Records excerpted from a collection
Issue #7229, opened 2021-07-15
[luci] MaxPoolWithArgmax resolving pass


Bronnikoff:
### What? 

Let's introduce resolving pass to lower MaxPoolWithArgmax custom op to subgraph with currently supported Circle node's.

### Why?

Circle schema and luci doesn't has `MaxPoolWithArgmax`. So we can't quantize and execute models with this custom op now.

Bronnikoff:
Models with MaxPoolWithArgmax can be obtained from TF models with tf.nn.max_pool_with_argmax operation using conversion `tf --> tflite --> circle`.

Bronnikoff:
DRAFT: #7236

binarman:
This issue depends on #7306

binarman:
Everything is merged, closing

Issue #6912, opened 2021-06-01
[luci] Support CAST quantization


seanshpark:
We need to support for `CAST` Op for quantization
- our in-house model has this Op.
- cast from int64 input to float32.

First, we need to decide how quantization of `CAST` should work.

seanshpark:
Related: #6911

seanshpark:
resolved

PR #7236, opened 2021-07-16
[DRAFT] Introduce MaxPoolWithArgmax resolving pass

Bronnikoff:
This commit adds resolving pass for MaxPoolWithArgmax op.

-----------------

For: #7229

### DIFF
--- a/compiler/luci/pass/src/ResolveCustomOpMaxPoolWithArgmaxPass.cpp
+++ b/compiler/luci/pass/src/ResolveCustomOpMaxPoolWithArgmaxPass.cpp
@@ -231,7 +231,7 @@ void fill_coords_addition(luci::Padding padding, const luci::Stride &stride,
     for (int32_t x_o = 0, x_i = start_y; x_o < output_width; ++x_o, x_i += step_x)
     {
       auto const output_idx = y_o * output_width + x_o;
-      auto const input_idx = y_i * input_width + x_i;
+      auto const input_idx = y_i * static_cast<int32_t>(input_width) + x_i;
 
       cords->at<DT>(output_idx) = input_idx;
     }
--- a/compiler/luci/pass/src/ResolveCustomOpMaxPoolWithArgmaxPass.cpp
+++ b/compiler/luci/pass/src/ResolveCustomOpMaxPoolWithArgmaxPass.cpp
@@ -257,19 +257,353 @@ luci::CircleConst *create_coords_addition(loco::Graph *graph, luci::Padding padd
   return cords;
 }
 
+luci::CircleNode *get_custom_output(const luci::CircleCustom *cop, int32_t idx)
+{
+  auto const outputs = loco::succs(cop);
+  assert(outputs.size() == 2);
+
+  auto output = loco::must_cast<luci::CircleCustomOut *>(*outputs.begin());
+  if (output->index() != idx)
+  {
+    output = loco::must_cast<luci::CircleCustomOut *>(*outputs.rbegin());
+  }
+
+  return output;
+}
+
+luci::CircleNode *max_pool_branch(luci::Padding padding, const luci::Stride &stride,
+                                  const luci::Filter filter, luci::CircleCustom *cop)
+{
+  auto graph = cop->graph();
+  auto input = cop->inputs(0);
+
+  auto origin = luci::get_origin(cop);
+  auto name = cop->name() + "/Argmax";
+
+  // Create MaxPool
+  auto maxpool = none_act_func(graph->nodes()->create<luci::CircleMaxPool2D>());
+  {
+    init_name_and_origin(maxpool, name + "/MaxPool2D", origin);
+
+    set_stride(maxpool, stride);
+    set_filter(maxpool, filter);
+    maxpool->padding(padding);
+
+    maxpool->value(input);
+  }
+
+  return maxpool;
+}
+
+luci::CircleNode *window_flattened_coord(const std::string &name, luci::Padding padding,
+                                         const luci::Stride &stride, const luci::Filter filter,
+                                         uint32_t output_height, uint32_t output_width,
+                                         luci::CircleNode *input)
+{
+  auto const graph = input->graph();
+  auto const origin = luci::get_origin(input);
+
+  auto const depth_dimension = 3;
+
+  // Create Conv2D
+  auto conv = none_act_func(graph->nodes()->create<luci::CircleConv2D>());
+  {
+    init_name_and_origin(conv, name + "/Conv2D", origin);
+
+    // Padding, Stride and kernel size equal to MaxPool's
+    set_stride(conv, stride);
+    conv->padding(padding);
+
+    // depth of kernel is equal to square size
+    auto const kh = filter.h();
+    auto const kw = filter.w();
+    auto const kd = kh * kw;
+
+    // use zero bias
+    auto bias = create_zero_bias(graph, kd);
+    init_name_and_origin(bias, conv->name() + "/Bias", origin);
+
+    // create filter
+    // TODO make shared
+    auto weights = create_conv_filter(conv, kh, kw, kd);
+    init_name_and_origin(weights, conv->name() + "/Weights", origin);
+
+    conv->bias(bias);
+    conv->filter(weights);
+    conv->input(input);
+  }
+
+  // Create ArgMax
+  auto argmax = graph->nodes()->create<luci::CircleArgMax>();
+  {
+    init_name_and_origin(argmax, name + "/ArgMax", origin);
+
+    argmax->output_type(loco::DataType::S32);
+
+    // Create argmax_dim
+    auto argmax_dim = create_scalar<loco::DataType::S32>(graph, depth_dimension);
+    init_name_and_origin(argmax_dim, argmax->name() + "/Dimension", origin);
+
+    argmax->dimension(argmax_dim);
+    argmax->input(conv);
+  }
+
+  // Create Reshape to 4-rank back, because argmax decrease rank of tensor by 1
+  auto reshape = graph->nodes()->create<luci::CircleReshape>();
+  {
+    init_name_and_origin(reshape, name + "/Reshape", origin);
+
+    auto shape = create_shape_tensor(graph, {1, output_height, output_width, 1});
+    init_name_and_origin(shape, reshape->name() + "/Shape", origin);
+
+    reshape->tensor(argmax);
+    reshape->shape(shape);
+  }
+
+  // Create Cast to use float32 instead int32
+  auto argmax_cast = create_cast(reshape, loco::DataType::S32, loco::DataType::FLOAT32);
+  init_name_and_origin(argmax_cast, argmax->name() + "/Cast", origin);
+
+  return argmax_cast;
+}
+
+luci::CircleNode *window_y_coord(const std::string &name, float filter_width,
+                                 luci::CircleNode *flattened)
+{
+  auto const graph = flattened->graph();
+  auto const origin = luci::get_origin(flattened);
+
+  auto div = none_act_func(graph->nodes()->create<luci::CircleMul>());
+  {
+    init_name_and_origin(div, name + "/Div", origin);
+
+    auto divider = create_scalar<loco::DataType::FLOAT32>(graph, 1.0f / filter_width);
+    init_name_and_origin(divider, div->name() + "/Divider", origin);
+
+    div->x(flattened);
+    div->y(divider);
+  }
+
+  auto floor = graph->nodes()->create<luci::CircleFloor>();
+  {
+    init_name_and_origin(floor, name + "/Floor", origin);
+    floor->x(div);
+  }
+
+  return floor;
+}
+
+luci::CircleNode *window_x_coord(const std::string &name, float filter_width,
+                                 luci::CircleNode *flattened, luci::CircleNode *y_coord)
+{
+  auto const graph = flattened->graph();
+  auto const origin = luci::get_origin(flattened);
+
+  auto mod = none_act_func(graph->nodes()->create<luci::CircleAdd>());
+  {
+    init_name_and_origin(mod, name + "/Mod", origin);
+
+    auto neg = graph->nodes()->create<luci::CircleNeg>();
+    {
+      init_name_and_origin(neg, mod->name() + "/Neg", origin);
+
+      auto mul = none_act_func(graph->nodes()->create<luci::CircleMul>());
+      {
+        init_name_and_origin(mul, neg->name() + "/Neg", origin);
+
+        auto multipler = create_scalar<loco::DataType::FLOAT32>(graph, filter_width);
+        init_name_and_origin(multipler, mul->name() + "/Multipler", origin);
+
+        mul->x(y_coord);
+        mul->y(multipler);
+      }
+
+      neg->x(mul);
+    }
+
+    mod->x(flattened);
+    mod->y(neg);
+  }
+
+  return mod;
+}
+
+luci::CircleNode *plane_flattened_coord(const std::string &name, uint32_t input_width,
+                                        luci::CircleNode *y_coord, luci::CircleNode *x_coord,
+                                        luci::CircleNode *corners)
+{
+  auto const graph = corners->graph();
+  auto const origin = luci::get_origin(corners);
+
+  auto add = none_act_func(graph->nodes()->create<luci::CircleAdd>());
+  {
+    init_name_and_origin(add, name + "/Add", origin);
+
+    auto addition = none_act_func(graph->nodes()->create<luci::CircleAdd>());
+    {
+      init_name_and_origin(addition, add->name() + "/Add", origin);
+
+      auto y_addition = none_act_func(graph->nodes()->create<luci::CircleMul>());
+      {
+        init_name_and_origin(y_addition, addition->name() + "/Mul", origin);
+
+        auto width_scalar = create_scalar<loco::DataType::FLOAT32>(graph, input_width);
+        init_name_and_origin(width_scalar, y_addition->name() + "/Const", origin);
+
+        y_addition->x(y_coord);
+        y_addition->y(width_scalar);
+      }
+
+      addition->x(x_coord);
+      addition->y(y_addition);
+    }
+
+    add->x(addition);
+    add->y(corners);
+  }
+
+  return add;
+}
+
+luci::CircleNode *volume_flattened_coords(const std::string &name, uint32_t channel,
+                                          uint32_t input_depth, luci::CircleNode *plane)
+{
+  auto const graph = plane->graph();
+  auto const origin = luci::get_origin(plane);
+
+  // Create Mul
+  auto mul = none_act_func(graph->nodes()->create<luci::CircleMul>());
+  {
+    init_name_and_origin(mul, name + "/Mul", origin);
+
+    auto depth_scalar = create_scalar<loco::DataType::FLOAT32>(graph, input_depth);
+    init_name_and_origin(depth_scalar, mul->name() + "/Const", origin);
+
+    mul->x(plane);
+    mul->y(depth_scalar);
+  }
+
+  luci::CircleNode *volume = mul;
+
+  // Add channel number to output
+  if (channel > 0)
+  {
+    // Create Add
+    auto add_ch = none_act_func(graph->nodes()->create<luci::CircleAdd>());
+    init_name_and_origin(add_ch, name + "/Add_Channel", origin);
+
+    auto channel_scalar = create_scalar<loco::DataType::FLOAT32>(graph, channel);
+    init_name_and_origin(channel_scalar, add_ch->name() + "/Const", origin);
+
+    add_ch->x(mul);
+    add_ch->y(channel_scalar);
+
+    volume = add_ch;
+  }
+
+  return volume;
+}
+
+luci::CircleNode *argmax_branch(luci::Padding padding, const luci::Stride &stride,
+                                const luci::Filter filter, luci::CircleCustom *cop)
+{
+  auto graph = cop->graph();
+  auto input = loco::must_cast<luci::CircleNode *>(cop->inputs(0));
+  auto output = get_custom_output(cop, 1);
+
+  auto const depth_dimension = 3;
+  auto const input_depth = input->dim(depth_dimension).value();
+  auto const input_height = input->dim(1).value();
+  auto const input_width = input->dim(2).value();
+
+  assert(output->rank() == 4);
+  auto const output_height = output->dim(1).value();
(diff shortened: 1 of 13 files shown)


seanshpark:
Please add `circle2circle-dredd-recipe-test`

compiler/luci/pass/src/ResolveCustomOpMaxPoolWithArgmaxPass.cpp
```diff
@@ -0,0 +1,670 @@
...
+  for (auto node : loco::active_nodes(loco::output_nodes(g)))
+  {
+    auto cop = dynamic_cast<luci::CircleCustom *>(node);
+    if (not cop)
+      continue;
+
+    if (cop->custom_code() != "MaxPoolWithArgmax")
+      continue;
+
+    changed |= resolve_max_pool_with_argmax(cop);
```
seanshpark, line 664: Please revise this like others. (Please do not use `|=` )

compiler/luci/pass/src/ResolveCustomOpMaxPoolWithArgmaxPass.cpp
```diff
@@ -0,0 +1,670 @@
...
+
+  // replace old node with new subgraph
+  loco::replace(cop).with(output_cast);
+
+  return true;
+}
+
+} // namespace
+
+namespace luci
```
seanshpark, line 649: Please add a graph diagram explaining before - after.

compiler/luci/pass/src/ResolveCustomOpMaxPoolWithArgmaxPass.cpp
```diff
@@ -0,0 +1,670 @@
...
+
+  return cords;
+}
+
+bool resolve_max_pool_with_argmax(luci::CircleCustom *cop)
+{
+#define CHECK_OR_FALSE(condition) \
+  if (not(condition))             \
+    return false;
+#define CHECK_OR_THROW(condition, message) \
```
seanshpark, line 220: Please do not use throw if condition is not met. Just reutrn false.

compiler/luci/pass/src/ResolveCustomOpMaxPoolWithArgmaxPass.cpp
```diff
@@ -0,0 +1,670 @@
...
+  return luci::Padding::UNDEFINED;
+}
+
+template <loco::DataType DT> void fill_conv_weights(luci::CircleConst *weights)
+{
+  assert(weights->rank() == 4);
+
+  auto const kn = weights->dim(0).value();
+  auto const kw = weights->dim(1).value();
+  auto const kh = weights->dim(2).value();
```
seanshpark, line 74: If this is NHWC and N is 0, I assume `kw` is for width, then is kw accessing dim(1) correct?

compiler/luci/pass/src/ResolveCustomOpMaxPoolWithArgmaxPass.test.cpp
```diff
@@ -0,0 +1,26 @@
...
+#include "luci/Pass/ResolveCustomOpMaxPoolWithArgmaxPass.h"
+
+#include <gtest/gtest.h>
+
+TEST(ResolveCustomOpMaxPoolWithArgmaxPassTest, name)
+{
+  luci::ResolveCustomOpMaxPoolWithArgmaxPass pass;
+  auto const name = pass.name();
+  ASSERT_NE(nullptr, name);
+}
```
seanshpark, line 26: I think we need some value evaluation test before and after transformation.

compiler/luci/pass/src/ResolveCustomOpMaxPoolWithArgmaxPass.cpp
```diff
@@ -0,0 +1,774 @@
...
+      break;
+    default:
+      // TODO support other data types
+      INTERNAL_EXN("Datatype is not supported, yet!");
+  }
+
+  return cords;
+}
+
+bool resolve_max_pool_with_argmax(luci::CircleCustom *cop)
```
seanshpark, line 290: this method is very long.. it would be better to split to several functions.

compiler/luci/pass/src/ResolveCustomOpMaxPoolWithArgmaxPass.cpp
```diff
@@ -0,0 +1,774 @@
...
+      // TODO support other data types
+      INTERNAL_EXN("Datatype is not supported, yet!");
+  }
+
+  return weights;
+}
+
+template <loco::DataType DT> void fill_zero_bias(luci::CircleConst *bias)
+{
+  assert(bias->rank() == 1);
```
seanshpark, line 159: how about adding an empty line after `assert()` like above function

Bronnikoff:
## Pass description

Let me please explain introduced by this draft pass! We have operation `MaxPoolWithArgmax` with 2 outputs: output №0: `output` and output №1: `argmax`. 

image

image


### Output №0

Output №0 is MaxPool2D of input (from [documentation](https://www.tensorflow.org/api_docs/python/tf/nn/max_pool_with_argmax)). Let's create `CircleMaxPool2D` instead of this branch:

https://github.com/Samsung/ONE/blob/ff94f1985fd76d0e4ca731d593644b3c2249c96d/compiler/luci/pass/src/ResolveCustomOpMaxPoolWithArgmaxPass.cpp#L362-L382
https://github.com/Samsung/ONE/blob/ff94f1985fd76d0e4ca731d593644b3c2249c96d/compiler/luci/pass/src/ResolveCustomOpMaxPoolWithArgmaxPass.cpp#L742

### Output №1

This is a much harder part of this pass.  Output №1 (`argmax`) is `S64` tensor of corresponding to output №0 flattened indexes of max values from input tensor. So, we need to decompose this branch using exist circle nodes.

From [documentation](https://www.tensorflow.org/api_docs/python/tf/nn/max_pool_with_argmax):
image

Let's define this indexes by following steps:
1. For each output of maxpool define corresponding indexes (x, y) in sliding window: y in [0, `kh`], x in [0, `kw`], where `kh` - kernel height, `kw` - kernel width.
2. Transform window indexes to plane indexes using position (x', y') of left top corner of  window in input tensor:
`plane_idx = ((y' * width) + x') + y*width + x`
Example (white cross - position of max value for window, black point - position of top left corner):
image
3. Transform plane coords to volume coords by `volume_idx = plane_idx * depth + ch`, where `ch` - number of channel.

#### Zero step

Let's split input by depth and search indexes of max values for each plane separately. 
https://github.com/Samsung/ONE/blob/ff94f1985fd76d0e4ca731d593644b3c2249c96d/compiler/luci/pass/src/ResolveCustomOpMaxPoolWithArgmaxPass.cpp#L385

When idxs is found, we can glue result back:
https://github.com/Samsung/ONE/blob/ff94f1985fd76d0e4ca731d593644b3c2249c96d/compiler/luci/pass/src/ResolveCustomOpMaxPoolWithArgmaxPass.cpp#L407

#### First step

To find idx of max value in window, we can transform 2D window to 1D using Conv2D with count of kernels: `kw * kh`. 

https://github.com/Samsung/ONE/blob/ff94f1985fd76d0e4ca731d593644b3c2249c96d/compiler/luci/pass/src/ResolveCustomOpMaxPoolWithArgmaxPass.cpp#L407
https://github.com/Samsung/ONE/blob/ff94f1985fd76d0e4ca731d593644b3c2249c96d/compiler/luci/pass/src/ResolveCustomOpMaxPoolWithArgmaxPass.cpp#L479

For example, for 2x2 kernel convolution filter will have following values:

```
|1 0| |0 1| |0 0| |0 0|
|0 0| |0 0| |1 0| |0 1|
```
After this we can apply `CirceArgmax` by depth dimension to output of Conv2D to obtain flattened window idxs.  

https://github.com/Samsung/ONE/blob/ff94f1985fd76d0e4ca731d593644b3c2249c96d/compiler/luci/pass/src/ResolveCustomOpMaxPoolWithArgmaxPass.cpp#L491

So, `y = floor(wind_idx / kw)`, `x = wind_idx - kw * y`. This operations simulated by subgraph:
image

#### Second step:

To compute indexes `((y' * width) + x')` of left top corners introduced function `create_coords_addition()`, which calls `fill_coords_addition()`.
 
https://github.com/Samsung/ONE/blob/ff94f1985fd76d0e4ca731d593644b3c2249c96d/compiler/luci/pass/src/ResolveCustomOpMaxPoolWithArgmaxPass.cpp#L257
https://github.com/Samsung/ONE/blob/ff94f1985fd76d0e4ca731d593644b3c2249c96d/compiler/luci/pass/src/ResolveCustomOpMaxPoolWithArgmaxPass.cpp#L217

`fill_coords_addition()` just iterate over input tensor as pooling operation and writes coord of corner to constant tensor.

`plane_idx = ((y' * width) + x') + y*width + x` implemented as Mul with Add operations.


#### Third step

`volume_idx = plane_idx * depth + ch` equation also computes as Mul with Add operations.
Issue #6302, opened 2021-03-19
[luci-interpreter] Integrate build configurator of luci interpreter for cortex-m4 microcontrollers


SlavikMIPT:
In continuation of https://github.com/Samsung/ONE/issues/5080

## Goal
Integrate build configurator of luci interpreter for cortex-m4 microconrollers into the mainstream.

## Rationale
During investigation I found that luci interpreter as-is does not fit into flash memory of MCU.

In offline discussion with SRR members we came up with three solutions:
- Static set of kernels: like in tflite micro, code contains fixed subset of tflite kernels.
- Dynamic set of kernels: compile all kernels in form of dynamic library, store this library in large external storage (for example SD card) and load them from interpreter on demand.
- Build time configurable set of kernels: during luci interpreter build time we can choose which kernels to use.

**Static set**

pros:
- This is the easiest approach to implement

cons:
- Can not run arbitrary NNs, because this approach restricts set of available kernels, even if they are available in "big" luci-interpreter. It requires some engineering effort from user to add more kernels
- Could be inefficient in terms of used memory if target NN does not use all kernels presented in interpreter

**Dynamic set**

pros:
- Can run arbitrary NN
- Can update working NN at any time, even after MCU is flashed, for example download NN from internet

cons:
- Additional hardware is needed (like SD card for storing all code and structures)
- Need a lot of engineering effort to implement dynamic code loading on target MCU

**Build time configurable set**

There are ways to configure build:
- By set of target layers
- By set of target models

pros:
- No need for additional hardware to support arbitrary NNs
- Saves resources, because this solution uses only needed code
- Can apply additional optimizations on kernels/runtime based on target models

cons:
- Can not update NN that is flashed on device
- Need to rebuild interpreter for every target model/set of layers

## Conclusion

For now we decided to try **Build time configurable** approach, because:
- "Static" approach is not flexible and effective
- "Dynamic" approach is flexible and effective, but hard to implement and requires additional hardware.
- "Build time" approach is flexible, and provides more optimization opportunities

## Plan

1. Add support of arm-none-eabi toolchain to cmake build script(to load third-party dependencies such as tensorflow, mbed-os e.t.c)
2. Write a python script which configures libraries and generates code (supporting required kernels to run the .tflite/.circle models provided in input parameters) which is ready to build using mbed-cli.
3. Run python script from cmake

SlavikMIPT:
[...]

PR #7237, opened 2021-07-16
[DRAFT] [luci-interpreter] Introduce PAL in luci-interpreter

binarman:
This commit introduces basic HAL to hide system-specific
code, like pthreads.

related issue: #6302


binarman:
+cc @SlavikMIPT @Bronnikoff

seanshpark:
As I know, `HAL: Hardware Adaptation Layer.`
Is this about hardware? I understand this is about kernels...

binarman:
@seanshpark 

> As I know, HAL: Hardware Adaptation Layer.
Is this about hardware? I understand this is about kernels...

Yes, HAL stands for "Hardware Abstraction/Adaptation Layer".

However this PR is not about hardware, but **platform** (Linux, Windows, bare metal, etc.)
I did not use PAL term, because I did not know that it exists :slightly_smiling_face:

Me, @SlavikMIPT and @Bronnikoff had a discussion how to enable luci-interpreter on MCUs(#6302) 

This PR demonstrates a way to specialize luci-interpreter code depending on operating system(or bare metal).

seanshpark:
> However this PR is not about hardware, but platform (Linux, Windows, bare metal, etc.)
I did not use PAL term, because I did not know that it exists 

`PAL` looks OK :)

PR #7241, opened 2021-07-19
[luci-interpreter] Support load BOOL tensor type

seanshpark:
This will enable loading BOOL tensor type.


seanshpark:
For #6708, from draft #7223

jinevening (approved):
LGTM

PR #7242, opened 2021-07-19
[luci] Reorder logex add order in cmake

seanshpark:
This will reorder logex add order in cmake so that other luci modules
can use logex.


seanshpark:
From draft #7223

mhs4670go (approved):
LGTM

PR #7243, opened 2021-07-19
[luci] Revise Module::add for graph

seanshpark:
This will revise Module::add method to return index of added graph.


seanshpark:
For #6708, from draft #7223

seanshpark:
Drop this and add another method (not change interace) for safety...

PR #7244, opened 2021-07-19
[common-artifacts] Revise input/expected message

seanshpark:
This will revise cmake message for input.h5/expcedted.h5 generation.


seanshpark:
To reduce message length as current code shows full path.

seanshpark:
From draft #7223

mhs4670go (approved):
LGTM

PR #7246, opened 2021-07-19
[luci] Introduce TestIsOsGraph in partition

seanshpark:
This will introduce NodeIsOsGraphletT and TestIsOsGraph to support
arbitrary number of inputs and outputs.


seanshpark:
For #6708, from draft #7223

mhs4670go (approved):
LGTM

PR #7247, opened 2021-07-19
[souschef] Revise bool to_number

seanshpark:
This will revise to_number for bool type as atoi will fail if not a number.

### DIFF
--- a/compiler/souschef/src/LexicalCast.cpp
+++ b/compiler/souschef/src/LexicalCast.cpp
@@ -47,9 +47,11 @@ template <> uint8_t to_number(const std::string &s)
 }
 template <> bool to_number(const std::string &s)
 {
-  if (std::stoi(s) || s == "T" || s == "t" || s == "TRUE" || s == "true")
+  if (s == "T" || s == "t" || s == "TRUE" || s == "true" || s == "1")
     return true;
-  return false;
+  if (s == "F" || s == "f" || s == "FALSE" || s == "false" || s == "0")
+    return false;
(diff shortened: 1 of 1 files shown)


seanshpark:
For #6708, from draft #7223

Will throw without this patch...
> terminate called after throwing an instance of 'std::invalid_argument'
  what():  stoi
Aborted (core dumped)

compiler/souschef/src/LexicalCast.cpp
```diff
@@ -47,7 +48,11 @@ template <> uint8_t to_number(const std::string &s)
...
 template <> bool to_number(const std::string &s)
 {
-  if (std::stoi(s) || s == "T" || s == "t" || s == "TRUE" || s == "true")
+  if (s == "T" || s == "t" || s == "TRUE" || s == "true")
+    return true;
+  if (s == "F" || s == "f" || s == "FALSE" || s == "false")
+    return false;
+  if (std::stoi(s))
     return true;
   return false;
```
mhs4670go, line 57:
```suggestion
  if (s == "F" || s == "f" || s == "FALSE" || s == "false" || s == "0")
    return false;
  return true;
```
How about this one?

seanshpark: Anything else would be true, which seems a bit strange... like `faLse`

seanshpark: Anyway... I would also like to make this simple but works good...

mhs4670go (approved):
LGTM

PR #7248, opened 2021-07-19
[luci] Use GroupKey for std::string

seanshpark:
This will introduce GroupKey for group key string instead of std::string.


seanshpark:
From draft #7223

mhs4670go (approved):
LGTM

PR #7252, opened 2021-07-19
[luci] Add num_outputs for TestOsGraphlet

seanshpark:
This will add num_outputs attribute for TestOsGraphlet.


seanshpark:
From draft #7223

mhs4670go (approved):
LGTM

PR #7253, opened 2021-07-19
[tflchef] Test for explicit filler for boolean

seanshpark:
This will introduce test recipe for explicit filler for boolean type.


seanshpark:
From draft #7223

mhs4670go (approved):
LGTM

TASK GOAL
Scan the data above for the string "include". Copy every line in which it appears.

EXPECTED OUTPUT
+#include "luci/Pass/ResolveCustomOpMaxPoolWithArgmaxPass.h"
+#include <gtest/gtest.h>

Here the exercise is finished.